AngleRoCL: Angle-Robust Concept Learning for Physically View-Invariant T2I Adversarial Patches
Wenjun Ji, Yuxiang Fu, Luyang Ying, Deng-Ping Fan, Yuyi Wang, Ming-Ming Cheng, Ivor Tsang, Qing Guo
TL;DR
This work studies the angle robustness of text-to-image adversarial patches and finds that diffusion-based prompts exhibit strong dependence on textual cues, with simple task-oriented instructions failing to improve angle robustness. It introduces Angle-Robust Concept Learning (AngleRoCL), which encodes a transferable angle-robust concept as a token embedding that can be inserted into prompts, enabling environment-free, detector-guided optimization to produce patches that maintain effectiveness across viewing angles. Empirical results in digital and physical settings show substantial improvements over baselines across multiple detectors, with average gains in attack efficacy across angles; ablations indicate the learned concept generalizes beyond trained angles and detectors. The approach also reveals how textual concepts map to physical robustness and highlights implications for defense against angle-invariant diffusion-based adversarial threats, supported by a code release for reproducibility.
Abstract
Cutting-edge works have demonstrated that text-to-image (T2I) diffusion models can generate adversarial patches that mislead state-of-the-art object detectors in the physical world, revealing detectors' vulnerabilities and risks. However, these methods neglect the T2I patches' attack effectiveness when observed from different views in the physical world (i.e., angle robustness of the T2I adversarial patches). In this paper, we study the angle robustness of T2I adversarial patches comprehensively, revealing their angle-robust issues, demonstrating that texts affect the angle robustness of generated patches significantly, and task-specific linguistic instructions fail to enhance the angle robustness. Motivated by the studies, we introduce Angle-Robust Concept Learning (AngleRoCL), a simple and flexible approach that learns a generalizable concept (i.e., text embeddings in implementation) representing the capability of generating angle-robust patches. The learned concept can be incorporated into textual prompts and guides T2I models to generate patches with their attack effectiveness inherently resistant to viewpoint variations.

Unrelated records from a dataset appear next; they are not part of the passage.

Issue #214, opened 2026-04-22
Make sure OCSP and CRLs can *actually* be applied as-is


davidben:
See Ilari's comments here: https://mailarchive.ietf.org/arch/msg/plants/DkZDqqE2r7qokdwd7bHg8Fg7NBY/

davidben:
Specifically reevaluate this after #96 is closed and we have an X.509 encoding for a CA.

sgmenda:
see also https://github.com/ietf-plants-wg/merkle-tree-certs/pull/210#discussion_r3090176510 which I am still noodling on.

davidben:
Oh forgot that hadn't been merged. Yeah, we might need more text there. Also need to give mutiple CA cosigners a think.

davidben:
Okay, so we have #218 which tries to explicitly say OCSP/CRL is OK, but that indeed reveals fun messes (CC @ilaril ), all relating to the fact that we allow multiple CA cosigners per CA:

* The CRL-DP in the certificate is part of the log entry and thus is shared between the cosigners. So either you include one URL per CA cosigner or... something
* If you did include one URL per cosigner, we need some way to tell which CA cosigner is which
* On paper, you'd think we could use a different SKID per CA cosigner, since CRLs have AKIDs. However, certificates also have AKIDs to facilitate path-building (not useful here), so we really need to make the SKID common to the CA log, not the CA cosigner

As alluded to in https://github.com/ietf-plants-wg/merkle-tree-certs/pull/218#discussion_r3157969332, it's not totally clear if we really _need_ to have multiple CA cosigners per CA. Some of us have been muttering about maybe removing this, which would simplify a bunch of things. (I've not done this in #218 yet since that's a bigger change.)

[Edit: Whoops, fixed the CC. Sorry for the spam, other Ilari!]

ilaril:
I think that CC was misdirected...

>     * The CRL-DP in the certificate is part of the log entry and thus is shared between the cosigners. So either you include one URL per CA cosigner or... something

AFAICT, that is not allowed. RFC 5280 seems to allow only one CRL per certificate ("each name describes a different mechanism to obtain the same CRL").
 
>     * If you did include one URL per cosigner, we need some way to tell which CA cosigner is which

If there was a way to attach multiple CRLs, AKID/SKID matching would seem like a natural way to do that.

[...]

PR #218, opened 2026-04-28
Define an MTC CA certificate format

### LINKED ISSUE #96: Define a MTC trust anchor serialization

davidben:
"MTC CA certificate", of course, stands for Merkle Tree Certificate certification authority certificate, because we are all certifiably good at naming things.

Closes #96.

### DIFF
--- a/draft-ietf-plants-merkle-tree-certs.md
+++ b/draft-ietf-plants-merkle-tree-certs.md
@@ -1312,6 +1312,8 @@ This section defines the X.509 Certificate {{!RFC5280}} representation of a Merk
 
 * The `extensions` field MUST contain a critical extension of type id-pe-mtcCertificationAuthority, defined below.
 
+* The subject key identifier extension ({{Section 4.2.1.2 of !RFC5280}}), if present, SHOULD be set to CA's log ID {{log-ids}}. The log ID is encoded in its binary representation, as defined in {{Section 3 of !I-D.ietf-tls-trust-anchor-ids}}.
+
 Other fields and extensions in {{!RFC5280}} apply unmodified. In particular:
 
 * The key usage extension ({{Section 4.2.1.3 of !RFC5280}}) MUST be present and assert at least the `keyCertSign` bit.
--- a/draft-ietf-plants-merkle-tree-certs.md
+++ b/draft-ietf-plants-merkle-tree-certs.md
@@ -1344,7 +1344,7 @@ MTCCertificationAuthority ::= SEQUENCE {
 
 The fields of a MTCCertificationAuthority structure are defined as follows:
 
-* `logHash` describes the hash function used in the log. For example, if the hash is SHA-256, it would be `mda-sha256` as defined in {{Section 8 of !RFC5912}}.
+* `logHash` describes the hash algorithm used in the log. For example, if the hash is SHA-256, it would be `mda-sha256` as defined in {{Section 8 of !RFC5912}}.
 
 * `cosignerID` is the CA cosigner's cosigner ID ({{cosigners}}) as a RELATIVE-OID.
 
@@ -1367,7 +1367,7 @@ This section discusses how relying parties verify Merkle Tree Certificates.
 In order to accept certificates from a Merkle Tree CA, a relying party MUST be configured with:
 
 * The log ID ({{log-ids}})
-* The log hash, e.g. SHA-256
+* The log hash algorithm, e.g. SHA-256
 * A set of supported cosigners, as pairs of cosigner ID and public key
 * A policy on which combinations of cosigners to accept in a certificate ({{trusted-cosigners}})
 * An optional list of trusted subtrees, with their hashes, that are known to be consistent with the relying party's cosigner requirements ({{trusted-subtrees}})
@@ -1377,7 +1377,7 @@ This information may be obtained, in part, from a CA certificate structure, defi
 
 * The log ID is determined from the certificate's subject.
 
-* The log hash is determined from the id-pe-mtcCertificationAuthority extension.
+* The log hash algorithm is determined from the id-pe-mtcCertificationAuthority extension.
 
 * The CA cosigner is determined from the certificate's subject public key and id-pe-mtcCertificationAuthority extension. The relying party incorporates this cosigner into its cosigner policy. {{trusted-cosigners}} gives some guidance on this.
 
--- a/draft-ietf-plants-merkle-tree-certs.md
+++ b/draft-ietf-plants-merkle-tree-certs.md
@@ -1314,7 +1314,7 @@ This section defines the X.509 Certificate {{!RFC5280}} representation of a Merk
 
 Other fields and extensions in {{!RFC5280}} apply unmodified. In particular:
 
-* The key usage extension ({{Section 4.2.1.3 of !RFC5280}}) MUST be present and assert the `keyCertSign` bit.
+* The key usage extension ({{Section 4.2.1.3 of !RFC5280}}) MUST be present and assert at least the `keyCertSign` bit.
 
 * The basic constraints extension ({{Section 4.2.1.9 of !RFC5280}}) MUST be present and set the `cA` field to TRUE.
 
--- a/draft-ietf-plants-merkle-tree-certs.md
+++ b/draft-ietf-plants-merkle-tree-certs.md
@@ -208,7 +208,7 @@ This increased overhead additionally impacts CT logs themselves. Most of a log's
 
 Additionally, as PKIs transition to shorter-lived certificates {{CABF-153}} {{CABF-SC081}}, the number of entries in the log will grow.
 
-This document introduces Merkle Tree certificates (MTCs), a new form of X.509 certificate that integrates logging with certificate issuance. Each CA maintains a log of everything it issues, signing views of the log to assert it has issued the contents. The CA signature is combined with cosignatures from other parties who verify correct operation and optionally mirror the log. These signatures, together with an inclusion proof for an individual entry, constitute a certificate.
+This document introduces Merkle Tree Certificates (MTCs), a new form of X.509 certificate that integrates logging with certificate issuance. Each CA maintains a log of everything it issues, signing views of the log to assert it has issued the contents. The CA signature is combined with cosignatures from other parties who verify correct operation and optionally mirror the log. These signatures, together with an inclusion proof for an individual entry, constitute a certificate.
 
 This achieves the following:
 
@@ -1304,17 +1304,17 @@ Proof sizes grow logarithmically, so 32 hashes, or 1024 bytes, is sufficient for
 
 ## Representing Certification Authorities
 
-This section defines X.509 Certificate {{!RFC5280}} representation for information about a Merkle Tree Certificate CA. It identifies the issuance log ({{issuance-logs}}) and one associated CA cosigner ({{certification-authority-cosigners}}). This information is encoded as follows:
+This section defines the X.509 Certificate {{!RFC5280}} representation of a Merkle Tree Certificate CA. It identifies the issuance log ({{issuance-logs}}) and one associated CA cosigner ({{certification-authority-cosigners}}). This information is encoded as follows:
 
 * The `subject` field MUST be the CA issuance log's log ID as a PKIX distinguished name, as described in {{log-ids}}.
 
-* The `subjectPublicKeyInfo` field MUST be the public key of the CA cosigner {{certification-authority-cosigners}}
+* The `subjectPublicKeyInfo` field MUST be the public key of the CA cosigner {{certification-authority-cosigners}}.
 
 * The `extensions` field MUST contain a critical extension of type id-pe-mtcCertificationAuthority, defined below.
 
 Other fields and extensions in {{!RFC5280}} apply unmodified. In particular:
 
-* The key usage extension ({{Section 4.2.1.3 of !RFC5280}} MUST be present and assert the `keyCertSign` bit.
+* The key usage extension ({{Section 4.2.1.3 of !RFC5280}}) MUST be present and assert the `keyCertSign` bit.
 
 * The basic constraints extension ({{Section 4.2.1.9 of !RFC5280}}) MUST be present and set the `cA` field to TRUE.
 
@@ -1326,7 +1326,7 @@ id-pe-mtcCertificationAuthority OBJECT IDENTIFIER ::= {
     mechanisms(5) pkix(7) pe(1) TBD }
 
 ext-mtcCertificationAuthority EXTENSION ::= {
-    SYNTAX MTCCertificateAuthority
+    SYNTAX MTCCertificationAuthority
     IDENTIFIED BY id-pe-mtcCertificationAuthority
     CRITICALITY TRUE
 }
@@ -1348,13 +1348,13 @@ The fields of a MTCCertificationAuthority structure are defined as follows:
 
 * `cosignerID` is the CA cosigner's cosigner ID ({{cosigners}}) as a RELATIVE-OID.
 
-* `cosignerSigAlg` the CA cosigner's signature algorithm ({{signature-algorithms}}).
+* `cosignerSigAlg` is the CA cosigner's signature algorithm ({{signature-algorithms}}).
 
 * `minSerial` is an integer describing the minimum allowed serial number in the issuance log ({{log-pruning}}).
 
-If this extension is present, the key described in `subjectPublicKeyInfo` MUST NOT be used to directly sign TBSCertificate structures, as in a traditional X.509 CA. Instead, it is used to sign subtrees as described in {{signature-format}}. The key MAY be used to directly sign certificate revocations lists (CRLs) {{!RFC5280}} and OCSP responses {{!RFC6960}}. CRLs and OCSP apply to Merkle Tree Certificates unchanged, though later documents MAY introduce new integrations.
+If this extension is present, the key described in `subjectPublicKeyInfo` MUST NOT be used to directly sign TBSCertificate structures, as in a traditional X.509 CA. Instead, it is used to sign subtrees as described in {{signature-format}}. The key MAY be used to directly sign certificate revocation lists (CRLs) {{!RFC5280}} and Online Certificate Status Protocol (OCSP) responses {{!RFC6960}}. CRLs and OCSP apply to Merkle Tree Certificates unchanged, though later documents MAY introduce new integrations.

Through extensive simulation and physical-world experiments on five SOTA detectors across multiple views, we demonstrate that AngleRoCL significantly enhances the angle robustness of T2I adversarial patches compared to baseline methods. Our patches maintain high attack success rates even under challenging viewing conditions, with over 50% average relative improvement in attack effectiveness across multiple angles. This research advances the understanding of physically angle-robust patches and provides insights into the relationship between textual concepts and physical properties in T2I-generated contents. We released our code at https://github.com/tsingqguo/anglerocl.